==== Dataset records

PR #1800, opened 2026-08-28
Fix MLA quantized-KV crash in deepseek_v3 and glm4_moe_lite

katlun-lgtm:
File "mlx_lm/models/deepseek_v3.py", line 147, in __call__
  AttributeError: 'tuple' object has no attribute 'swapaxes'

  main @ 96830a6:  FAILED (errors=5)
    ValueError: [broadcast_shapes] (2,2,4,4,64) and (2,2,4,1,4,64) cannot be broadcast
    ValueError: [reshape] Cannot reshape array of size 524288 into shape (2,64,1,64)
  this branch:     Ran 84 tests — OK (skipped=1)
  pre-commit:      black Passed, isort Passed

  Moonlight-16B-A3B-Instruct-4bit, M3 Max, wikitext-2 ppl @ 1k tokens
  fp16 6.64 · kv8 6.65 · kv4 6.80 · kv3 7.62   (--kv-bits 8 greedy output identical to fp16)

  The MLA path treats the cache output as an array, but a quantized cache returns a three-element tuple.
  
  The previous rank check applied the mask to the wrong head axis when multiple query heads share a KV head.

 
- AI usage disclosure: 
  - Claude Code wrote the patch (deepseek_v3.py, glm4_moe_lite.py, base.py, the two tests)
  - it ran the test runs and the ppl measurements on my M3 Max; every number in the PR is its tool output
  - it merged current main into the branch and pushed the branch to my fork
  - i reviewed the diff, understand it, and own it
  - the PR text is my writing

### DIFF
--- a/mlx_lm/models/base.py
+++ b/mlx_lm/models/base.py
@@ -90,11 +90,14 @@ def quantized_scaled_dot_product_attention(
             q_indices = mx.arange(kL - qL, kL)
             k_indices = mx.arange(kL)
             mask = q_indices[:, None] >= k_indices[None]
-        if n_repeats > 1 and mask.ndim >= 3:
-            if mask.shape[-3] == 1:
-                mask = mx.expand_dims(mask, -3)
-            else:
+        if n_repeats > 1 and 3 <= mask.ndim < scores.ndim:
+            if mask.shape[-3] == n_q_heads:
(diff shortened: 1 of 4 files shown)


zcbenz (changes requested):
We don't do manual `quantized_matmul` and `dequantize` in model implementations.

========

## [Work item]
Each of the records should be retyped exactly.

## [Completed exercise]
PR #1800, opened 2026-08-28
Fix MLA quantized-KV crash in deepseek_v3 and glm4_moe_lite

katlun-lgtm:
File "mlx_lm/models/deepseek_v3.py", line 147, in __call__
  AttributeError: 'tuple' object has no attribute 'swapaxes'

  main @ 96830a6:  FAILED (errors=5)
    ValueError: [broadcast_shapes] (2,2,4,4,64) and (2,2,4,1,4,64) cannot be broadcast
    ValueError: [reshape] Cannot reshape array of size 524288 into shape (2,64,1,64)
  this branch:     Ran 84 tests — OK (skipped=1)
  pre-commit:      black Passed, isort Passed

  Moonlight-16B-A3B-Instruct-4bit, M3 Max, wikitext-2 ppl @ 1k tokens
  fp16 6.64 · kv8 6.65 · kv4 6.80 · kv3 7.62   (--kv-bits 8 greedy output identical to fp16)

  The MLA path treats the cache output as an array, but a quantized cache returns a three-element tuple.
  
  The previous rank check applied the mask to the wrong head axis when multiple query heads share a KV head.

 
- AI usage disclosure: 
  - Claude Code wrote the patch (deepseek_v3.py, glm4_moe_lite.py, base.py, the two tests)
  - it ran the test runs and the ppl measurements on my M3 Max; every number in the PR is its tool output
  - it merged current main into the branch and pushed the branch to my fork
  - i reviewed the diff, understand it, and own it
  - the PR text is my writing

### DIFF
--- a/mlx_lm/models/base.py
+++ b/mlx_lm/models/base.py
@@ -90,11 +90,14 @@ def quantized_scaled_dot_product_attention(
             q_indices = mx.arange(kL - qL, kL)
             k_indices = mx.arange(kL)
             mask = q_indices[:, None] >= k_indices[None]
-        if n_repeats > 1 and mask.ndim >= 3:
-            if mask.shape[-3] == 1:
-                mask = mx.expand_dims(mask, -3)
-            else:
+        if n_repeats > 1 and 3 <= mask.ndim < scores.ndim:
+            if mask.shape[-3] == n_q_heads:
(diff shortened: 1 of 4 files shown)


zcbenz (changes requested):
We don't do manual `quantized_matmul` and `dequantize` in model implementations.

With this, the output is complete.